- [Your goal]
Go through the entries and copy every one exactly.

Dataset entries
PR #2184, opened 2026-08-21
fix(markdown): draw the SVG preview the right way up

xiaoxiunique:
The SVG preview on `main` renders upside down. Any document that is not
vertically symmetric — a logo above its caption, a chart with a legend, a
flowchart — comes out inverted.

## What happens

`drawPreview` mirrors the destination coordinate space *and* passes
`respectFlipped: true`. NSImage already compensates for the flipped view, so
the hand-written mirror flips it a second time.

## How it got there

The manual mirror was added to satisfy a test whose expectation had been
inverted one commit earlier.

- `af7f4482` changed the expectation from `red < blue` to `red > blue`, on
  the stated grounds that "bitmap rows count from the bottom". They do not:
  `NSBitmapImageRep.colorAt(x:y:)` numbers rows from the top. The inverted
  expectation therefore requires an upside-down picture.
- `e1b4adcb` then supplied one, by adding the mirror.

Both are green, because in each case the test and the implementation moved
together. This is not a gap in the test's coverage — the test executes the
drawing code and samples its pixels. It is a wrong premise about the
framework, which made a correct-looking assertion demand the defect.

## Evidence

Rendering a real document through the drawing path and comparing it against
a reference render, rather than reading the code:

| | result |
|---|---|
| reference (no flipped view, no mirror) | circle above the caption |
| `main`'s drawing path | caption above an inverted circle |

## The change

1. Drop the manual mirror. `respectFlipped: true` is the whole of it.
2. Restore the expectation to `red < blue`.
3. Add `rowOrderIsTopDown`, which measures the row order against a picture
   drawn with no flipping at all.

(3) is the part worth keeping. The orientation test is only as good as its
idea of which end of the bitmap is the top, and being wrong there is
invisible — it does not weaken the assertion, it reverses it. Pinning the
premise separately is what stops the same inversion happening again.

## Verification

- Full suite on this branch: 2672 tests, no failures other than a
  pre-existing DNS test that needs network.
- Mutation check: reintroducing the mirror fails
  `The preview is drawn the right way up` with `(red → 188) < (blue → 88)`.

Independent of any other work in flight — it touches only `drawPreview` and
the orientation tests.

### DIFF
--- a/apps/rapid-mac/Sources/Rapid/UI/Markdown/TextKit/Render/MarkdownCodeBlockView.swift
+++ b/apps/rapid-mac/Sources/Rapid/UI/Markdown/TextKit/Render/MarkdownCodeBlockView.swift
@@ -232,20 +232,17 @@ final class MarkdownCodeBlockView: NSView {
     /// press away.
     @discardableResult
     private func drawPreview(contentWidth: CGFloat) -> Bool {
-        guard isShowingPreview, let previewImage,
-              let context = NSGraphicsContext.current?.cgContext else { return false }
+        guard isShowingPreview, let previewImage else { return false }
         let size = SVGPreview.drawSize(for: previewImage.size, inWidth: contentWidth)
         guard size.width > 0, size.height > 0 else { return false }
         let origin = CGPoint(
             x: options.codeInsets.leading,
             y: headerHeight + options.codeInsets.top
         )
-        // NSImage compensates for the flipped view. Mirror the destination
-        // coordinate space around this rect first so the image's document-top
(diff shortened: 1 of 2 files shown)


raullenchai (approved):
Reviewed to convergence on rebased head b3d0a816. Studio reproduction confirmed main renders the SVG upside down; the corrected pixel-orientation test fails on main and passes with this PR. Two independent Codex review rounds found 0 blockers. PR validation is MERGE-SAFE (18,254 Python tests passed); targeted Swift orientation tests pass. Full Swift failures were reproduced on main as unrelated pre-existing timing flakes.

- [Reply]
PR #2184, opened 2026-08-21
fix(markdown): draw the SVG preview the right way up

xiaoxiunique:
The SVG preview on `main` renders upside down. Any document that is not
vertically symmetric — a logo above its caption, a chart with a legend, a
flowchart — comes out inverted.

## What happens

`drawPreview` mirrors the destination coordinate space *and* passes
`respectFlipped: true`. NSImage already compensates for the flipped view, so
the hand-written mirror flips it a second time.

## How it got there

The manual mirror was added to satisfy a test whose expectation had been
inverted one commit earlier.

- `af7f4482` changed the expectation from `red < blue` to `red > blue`, on
  the stated grounds that "bitmap rows count from the bottom". They do not:
  `NSBitmapImageRep.colorAt(x:y:)` numbers rows from the top. The inverted
  expectation therefore requires an upside-down picture.
- `e1b4adcb` then supplied one, by adding the mirror.

Both are green, because in each case the test and the implementation moved
together. This is not a gap in the test's coverage — the test executes the
drawing code and samples its pixels. It is a wrong premise about the
framework, which made a correct-looking assertion demand the defect.

## Evidence

Rendering a real document through the drawing path and comparing it against
a reference render, rather than reading the code:

| | result |
|---|---|
| reference (no flipped view, no mirror) | circle above the caption |
| `main`'s drawing path | caption above an inverted circle |

## The change

1. Drop the manual mirror. `respectFlipped: true` is the whole of it.
2. Restore the expectation to `red < blue`.
3. Add `rowOrderIsTopDown`, which measures the row order against a picture
   drawn with no flipping at all.

(3) is the part worth keeping. The orientation test is only as good as its
idea of which end of the bitmap is the top, and being wrong there is
invisible — it does not weaken the assertion, it reverses it. Pinning the
premise separately is what stops the same inversion happening again.

## Verification

- Full suite on this branch: 2672 tests, no failures other than a
  pre-existing DNS test that needs network.
- Mutation check: reintroducing the mirror fails
  `The preview is drawn the right way up` with `(red → 188) < (blue → 88)`.

Independent of any other work in flight — it touches only `drawPreview` and
the orientation tests.

### DIFF
--- a/apps/rapid-mac/Sources/Rapid/UI/Markdown/TextKit/Render/MarkdownCodeBlockView.swift
+++ b/apps/rapid-mac/Sources/Rapid/UI/Markdown/TextKit/Render/MarkdownCodeBlockView.swift
@@ -232,20 +232,17 @@ final class MarkdownCodeBlockView: NSView {
     /// press away.
     @discardableResult
     private func drawPreview(contentWidth: CGFloat) -> Bool {
-        guard isShowingPreview, let previewImage,
-              let context = NSGraphicsContext.current?.cgContext else { return false }
+        guard isShowingPreview, let previewImage else { return false }
         let size = SVGPreview.drawSize(for: previewImage.size, inWidth: contentWidth)
         guard size.width > 0, size.height > 0 else { return false }
         let origin = CGPoint(
             x: options.codeInsets.leading,
             y: headerHeight + options.codeInsets.top
         )
-        // NSImage compensates for the flipped view. Mirror the destination
-        // coordinate space around this rect first so the image's document-top
(diff shortened: 1 of 2 files shown)


raullenchai (approved):
Reviewed to convergence on rebased head b3d0a816. Studio reproduction confirmed main renders the SVG upside down; the corrected pixel-orientation test fails on main and passes with this PR. Two independent Codex review rounds found 0 blockers. PR validation is MERGE-SAFE (18,254 Python tests passed); targeted Swift orientation tests pass. Full Swift failures were reproduced on main as unrelated pre-existing timing flakes.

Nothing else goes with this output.